Build our Docker image "my-custom-sagemaker-image"

In [None]:
%%sh

# See README.md for explanation
# Hint: the ECR image we'll login for is the same we use as base image in the Dockerfile
aws ecr get-login-password --region us-east-1 | docker login --username AWS --password-stdin 683313688378.dkr.ecr.us-east-1.amazonaws.com/sagemaker-scikit-learn:1.2-1-cpu-py3

docker-compose build

echo "DOCKER BUILD TERMINATED AT $(date)"

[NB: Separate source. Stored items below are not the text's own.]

PR #974, opened 2020-10-09
2.4 PXB-2112 xbcloud: Add support for S3 storage classes

rahulmalik87:
Introduce new storage class support for xbcloud.

Instead of the using "STANDARD" option for S3 storage, we will now support multiple
storage class types.

Introduced --s3-storage-class option which accepts STANDARD|STANDARD_IA|GLACIER|
Introduced --google-storage-class option which accepts STANDARD|NEARLINE|COLDLINE|ARCHIVE

Thanks to Benoît Knecht <bknecht@protonmail.ch> for providing the patch

### DIFF
--- a/storage/innobase/xtrabackup/src/xbcloud/xbcloud.cc
+++ b/storage/innobase/xtrabackup/src/xbcloud/xbcloud.cc
@@ -84,6 +84,7 @@ static char *opt_s3_endpoint = nullptr;
 static char *opt_s3_access_key = nullptr;
 static char *opt_s3_secret_key = nullptr;
 static char *opt_s3_session_token = nullptr;
+static char *opt_s3_storage_class = nullptr;
 static char *opt_s3_bucket = nullptr;
 static ulong opt_s3_bucket_lookup;
 static ulong opt_s3_api_version = 0;
@@ -93,6 +94,7 @@ static char *opt_google_endpoint = nullptr;
 static char *opt_google_access_key = nullptr;
 static char *opt_google_secret_key = nullptr;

Using SageMaker Python SDK we can test our Docker image

In [None]:
from sagemaker import get_execution_role
from sagemaker.estimator import Estimator
import os

role=get_execution_role()

hyperparameters={'epochs': 1}

estimator=Estimator(
    image_uri='my-custom-sagemaker-image',
    role=role,
    instance_count=1,
    instance_type='local',
    hyperparameters=hyperparameters,
    output_path='file://{}/data/output'.format(os.getcwd())
)

print('##### ESTIMATOR FIT STARTED')
estimator.fit('file://{}/data/input/my-input-csv-file.csv'.format(os.getcwd()))
print('##### ESTIMATOR FIT COMPLETED')

NB: if you encountered an error related to `network sagemaker-local was found but has incorrect label com.docker.compose.network set to ""` run the following command in the terminal and retry the above cell
`docker network prune --force`

In [None]:
%%sh

# Extracting local training archives to see the results

tar -xvf $PWD/data/output/model.tar.gz -C $PWD/data/output
tar -xvf $PWD/data/output/output.tar.gz -C $PWD/data/output

echo "Check the above files in the $PWD/data/output directory!!!!"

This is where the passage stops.